Do What You Can …
“Congratulations!” people say. “You’ll love the traveling!”
International travel has not only been our dream for the past years, it has been a lifelong passion. We’ve lived and worked on four continents and dreamed of adding many more places to our travelogue. Antarctica. Australia. Maybe even the Galapagos! Wouldn’t that be something! We planned on seeing a lot more of our marvelous planet!
But now when people ask (and they always do) I don’t know what to say. Traveling to distant places is out of my ability. Four or five hours driving in the car is my limit. It’s all my brain can handle. Max.
A simple, “We’re not traveling” brings a host of questions. “Well, why forever not?”
If I answer that I can’t travel, there are more questions. “Why not?”
If I mentioned that I’m recovering from brain injury, the usual response is a load of advice.
Dramamine on the plane stops dizziness. Take a sleeping pill. I used to ... Have you tried ... Why don’t you ...
Friends don’t want to accept the fact that travel is not in the cards for me right now. It deflates them. I become an object of pity or am looked at skeptically and not quite believed.
A few months ago, listening to a podcast, these words stuck out.
Do what you can. With What you have. Where you are.
They were exactly the words I needed to hear. And we began to dream about taking a trip that I could do! Looking at the positives and not the negatives. Looking at the I Can instead of the I Can’t.
Looking at all the places within the circle, we pointed our fingers at Duluth, Minnesota (It didn’t hurt that we have family living there). And we decided to go. I knew Duluth was beautiful, but it exceeded all our expectations! Red maples and gorgeous yellow birch around every bend.
I spent the mornings writing and working on my next book, while my husband hiked or biked or ran. He came home, we lunched, I napped.
In the afternoons, we hiked through some of the most spectacular places! We also, maybe, locked ourselves out of our Airbnb with both our phones inside, but that is another story. I’ll just say it ended fine, and leave it go at that.
On our eight day in Duluth, we decided to go on a late afternoon hike. There was a trail nearby that was fairly flat and wide, but went through some beautiful woodlands. 2.4 miles. Do-able. We walked leisurely, and I used my two trekking poles since the ground was uneven and there were tree roots and muddy spots. Not really rocky, but not an easy path either.
Mostly, when I walk I have to watch the ground almost all the time. Otherwise I’m tripping or off balance. I’ve gotten use to hiking without seeing much of what I’m hiking through. Except the ground. Or the occasional vista, when we stop.
I could look ahead at the ground, and my brain memorized it or something. My brain sent all the right messages to my feet. My feet understood! I could take eight or ten steps without looking down. My feet knew where to place themselves. What to avoid. When the ground was going to go up or down.

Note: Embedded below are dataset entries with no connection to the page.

PR #37469, opened 2023-03-29
restore shared lock ttl to previous value when releasing

icewind1991:
With shared locks, each time the lock is acquired, the ttl for the path is reset.

Due to this "ttl extension" when a shared lock isn't freed correctly for any reason
the lock won't expire until no shared locks are required for the path for 1h.
This can lead to a client repeatedly trying to upload a file, and failing forever
because the lock never gets the opportunity to expire.

To help the lock expire in this case, we lower the TTL back to what it was before we
took the shared lock *only* if nobody else got a shared lock after we did.

This doesn't handle all cases where multiple requests are acquiring shared locks
but it should handle some of the more common ones and not hurt things further.

Ideally each copy of a shared lock will have it's own independent TTL so locks can expire while others are still being help, but we don't have that luxury.

To test:

- setup an instance with redis file locking without applying this patch
- set a breakpoint at [acquireLock](https://github.com/nextcloud/server/blob/fcae6a68c347e2913cc29f45648be37789f09c29/lib/private/Lock/MemcacheLockingProvider.php#L60)
- upload a file called `test.txt`
- note the `$path` and `$this->memcache->prefix` used for the lock for `test.txt` (check `$readablePath` to ensure you're look at the right lock)
- remove the breakpoint
- delete `test.txt`
- open a redis-cli and run
  - `set "<$this->memcache->prefix><$path>" 1` (key should be something like `bc2af67f80d0445df3c328c2a0f08faf/lockfiles/0ca47d1e59d0cbf07f715297a70f8417`
  - `expire "<$this->memcache->prefix><$path>" 3600`
- you have now created a "leaked" lock with a TTL of 1 hour
- wait a few seconds and run `expire "<$this->memcache->prefix><$path>"` in redis-cli to check that the TTL is counting down
- try to upload `test.txt` again, this should fail due to the leaked lock
- check the TTL of the leaked lock which should have been reset to ~1h
- apply the patch
- try uploading `test.txt again
- check that the TTL of the leaked lock didn't get reset to 1h

### DIFF
--- a/lib/private/Lock/MemcacheLockingProvider.php
+++ b/lib/private/Lock/MemcacheLockingProvider.php
@@ -27,21 +27,42 @@ declare(strict_types=1);
  */
 namespace OC\Lock;
 
+use OCP\AppFramework\Utility\ITimeFactory;
 use OCP\IMemcache;
 use OCP\IMemcacheTTL;
 use OCP\Lock\LockedException;
 
 class MemcacheLockingProvider extends AbstractLockingProvider {
+	/** @var array<string, array{time: int, ttl: int}> */
+	private array $oldTTLs = [];
+
 	public function __construct(
 		private IMemcache $memcache,
+		private ITimeFactory $timeFactory,
 		int $ttl = 3600,
 	) {
 		parent::__construct($ttl);
 	}
 
-	private function setTTL(string $path): void {
+	private function setTTL(string $path, int $ttl = null, ?int $compare = null): void {
+		if (is_null($ttl)) {
+			$ttl = $this->ttl;
+		}
 		if ($this->memcache instanceof IMemcacheTTL) {
-			$this->memcache->setTTL($path, $this->ttl);
+			if ($compare !== null) {
+				$this->memcache->compareSetTTL($path, $compare, $ttl);
+			} else {
+				$this->memcache->setTTL($path, $ttl);
+			}
+		}
+	}
+
+	private function getTTL(string $path): int {
+		if ($this->memcache instanceof IMemcacheTTL) {
+			$ttl = $this->memcache->getTTL($path);
+			return $ttl === false ? -1 : $ttl;
+		} else {
+			return -1;
 		}
 	}
 
@@ -58,14 +79,22 @@ class MemcacheLockingProvider extends AbstractLockingProvider {
 
 	public function acquireLock(string $path, int $type, ?string $readablePath = null): void {
 		if ($type === self::LOCK_SHARED) {
+			// save the old TTL to for `restoreTTL`
+			$this->oldTTLs[$path] = [
+				"ttl" => $this->getTTL($path),
+				"time" => $this->timeFactory->getTime()
+			];
 			if (!$this->memcache->inc($path)) {
 				throw new LockedException($path, null, $this->getExistingLockForException($path), $readablePath);
 			}
 		} else {
+			// when getting exclusive locks, we know there are no old TTLs to restore
 			$this->memcache->add($path, 0);
+			// ttl is updated automatically when the `set` succeeds
 			if (!$this->memcache->cas($path, 0, 'exclusive')) {
 				throw new LockedException($path, null, $this->getExistingLockForException($path), $readablePath);
 			}
+			unset($this->oldTTLs[$path]);
 		}
 		$this->setTTL($path);
 		$this->markAcquire($path, $type);
@@ -88,6 +117,12 @@ class MemcacheLockingProvider extends AbstractLockingProvider {
 				$newValue = $this->memcache->dec($path);
 			}
 
+			if ($newValue > 0) {
+				$this->restoreTTL($path);
+			} else {
+				unset($this->oldTTLs[$path]);
+			}
+
 			// if we somehow release more locks then exists, reset the lock
 			if ($newValue < 0) {
 				$this->memcache->cad($path, $newValue);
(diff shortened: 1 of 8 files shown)


lib/private/Lock/MemcacheLockingProvider.php
```diff
@@ -58,13 +80,20 @@ public function isLocked(string $path, int $type): bool {
...
 	public function acquireLock(string $path, int $type, ?string $readablePath = null): void {
 		if ($type === self::LOCK_SHARED) {
+			// save the old TTL to for `restoreTTL`
+			$this->oldTTLs[$path] = [
+				"ttl" => $this->getTTL($path),
+				"time" => $this->timeFactory->getTime()
+			];
 			if (!$this->memcache->inc($path)) {
-				throw new LockedException($path, null, $this->getExistingLockForException($path), $readablePath);
+				throw new LockedException($path, null, $this->getExistingLockForException($path), $readablePath, $this->getTTL($path));
```
come-nc, line 89: Forgot to commit `LockedException` maybe?

lib/private/Lock/MemcacheLockingProvider.php
```diff
@@ -58,13 +80,20 @@ public function isLocked(string $path, int $type): bool {
...
 			}
 		} else {
+			// when getting exclusive locks, we know there are no old TTLs to restore
```
come-nc, line 92: No need to clear `$this->oldTTLs[$path]` ?

lib/private/Memcache/LoggerWrapperCache.php
```diff
@@ -167,10 +167,18 @@ public function cad($key, $old) {
 	}
 
 	/** @inheritDoc */
-	public function setTTL($key, $ttl) {
+	public function setTTL(string $key, int $ttl) {
 		$this->wrappedCache->setTTL($key, $ttl);
 	}
 
+	public function getTTL(string $key) {
+		$this->wrappedCache->getTTL($key);
```
come-nc, line 175:
```suggestion
		return $this->wrappedCache->getTTL($key);
```

lib/private/Memcache/LoggerWrapperCache.php
```diff
@@ -167,10 +167,18 @@ public function cad($key, $old) {
...
+	}
+
+	public function compareSetTTL(string $key, mixed $value, int $ttl): bool {
+		$this->wrappedCache->compareSetTTL($key, $value, $ttl);
```
come-nc, line 179:
```suggestion
		return $this->wrappedCache->compareSetTTL($key, $value, $ttl);
```

come-nc:
I am not sure I understand the problem description.
When uploading test.txt fails, it is because of the existing lock? If so, it means it fails to acquire the lock, no?
If it succeed to acquire the lock and extends it, what fails?

lib/private/Lock/MemcacheLockingProvider.php
```diff
@@ -106,13 +139,50 @@ public function changeLock(string $path, int $targetType): void {
...
+			$saved = $this->oldTTLs[$path];
+			$elapsed = $this->timeFactory->getTime() - $saved['time'];
+
+			// old value to compare to when setting ttl in case someone else changes the lock in the middle of this function
+			$value = $this->memcache->get($path);
+
+			$currentTtl = $this->getTTL($path);
+
+			// what the old ttl would be given the time elapsed since we acquired the lock
+			$remainingOldTtl = $saved['ttl'] - $elapsed;
```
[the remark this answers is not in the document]
icewind1991: Yes, but that would just lead to the key being removed when setting the ttl as desired.

Added a comment about it

icewind1991:
> When uploading test.txt fails, it is because of the existing lock?

Yes

> If so, it means it fails to acquire the lock, no?

on upload it first 1) acquires a shared lock, 2) changes it to an exclusive one, 3) changes it back to a shared one
2) fails here, but 1) still extended the TTL

So if a client repeatedly attempts to upload a file that has a leaked shared lock, it will never succeed to change it's shared lock into an exclusive one, but the TTL will never expire.

lib/private/Lock/MemcacheLockingProvider.php
```diff
@@ -27,21 +27,43 @@
...
 use OCP\IMemcache;
 use OCP\IMemcacheTTL;
 use OCP\Lock\LockedException;
 
 class MemcacheLockingProvider extends AbstractLockingProvider {
 	private IMemcache $memcache;
+	private ITimeFactory $timeFactory;
+
+	/** @var array<string, array{time: int, ttl: int}> */
+	private $oldTTLs = [];
```
come-nc, line 40:
```suggestion
	private array $oldTTLs = [];
```

lib/private/Lock/MemcacheLockingProvider.php
```diff
@@ -88,6 +118,12 @@ public function releaseLock(string $path, int $type): void {
 				$newValue = $this->memcache->dec($path);
 			}
 
+			if ($newValue > 0) {
+				$this->restoreTTL($path);
```
come-nc, line 122: Why is the restoreTTL from changeLock not enough, given the scenario you described?
What is the rationale behind this one in releaseLock? For other kind of exceptions/failures?

lib/private/Lock/MemcacheLockingProvider.php
```diff
@@ -27,21 +27,43 @@
...
+	/** @var array<string, array{time: int, ttl: int}> */
+	private $oldTTLs = [];
 
 	public function __construct(IMemcache $memcache, int $ttl = 3600) {
 		$this->memcache = $memcache;
 		$this->ttl = $ttl;
+		$this->timeFactory = \OC::$server->get(ITimeFactory::class);
+	}
+
+	private function setTTL(string $path, int $ttl = null, $compare = null): void {
```
blizzz, line 48:
```suggestion
	private function setTTL(string $path, int $ttl = null, ?int $compare = null): void {
```

blizzz (commented):
Logically it looks okay and I can follow your outlines, but I really cannot pretend to be very knowledgeable here. But contributed some bikeshedding ;)

lib/private/Lock/MemcacheLockingProvider.php
```diff
@@ -27,21 +27,43 @@
...
 	private IMemcache $memcache;
+	private ITimeFactory $timeFactory;
+
+	/** @var array<string, array{time: int, ttl: int}> */
+	private $oldTTLs = [];
 
 	public function __construct(IMemcache $memcache, int $ttl = 3600) {
 		$this->memcache = $memcache;
 		$this->ttl = $ttl;
+		$this->timeFactory = \OC::$server->get(ITimeFactory::class);
```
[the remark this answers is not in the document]
icewind1991: lazyness :see_no_evil:

lib/private/Lock/MemcacheLockingProvider.php
icewind1991: We still want to restore the ttl when a request just acquires + releases.

come-nc (approved):

skjnldsv (approved):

I mean, it’s crazy how much work our brains do that we completely take for granted and don’t even notice!!
I walked steady and sure, like I used to. Well, almost. But all of a sudden, I could walk faster and with more confidence. I could look around. Just glance down. A glance was enough. Are you kidding me?
About that time, the sun started to set and we realized that we still had a mile to hike, no flashlight, and no water. Yup. Well-seasoned hikers. Since my brain was working like a charm, I could speed up and walk at a pretty good clip. I kept thinking that my brain would revert. It didn’t. It kept up with its newfound connections and we made it back to our car just before dark.
We had to go! I mean, we’d lived in Indonesia for three years and loved the food!
We shared lumpia (egg rolls) Sate Ayam; (skewered chicken with peanut sauce); Rendang (slow cooked beef in coconut milk and spices); and had a dessert of fried bananas with ice cream on top. It was heavenly. I felt like we’d been in Indonesia once more. What a treat!!
Who says you have to travel a long distance to experience the world?!
After nine lovely days, we drove back home.
When people ask me now, “Where are you going,” I smile and say, “We just returned from a ten day trip to Duluth!”
It makes them happy. And it makes me happy, too!
Thankful for words that are helping me navigate my life, as it is, right now.
Thankful to have traveled and spent time in such a stunning location.
Thankful for another hard-earned and long-awaited improvement in my brain.
Thankful to be alive.
Do what you can. With what you have. Where you are.
Thank you for reading and for joining me on this grand adventure.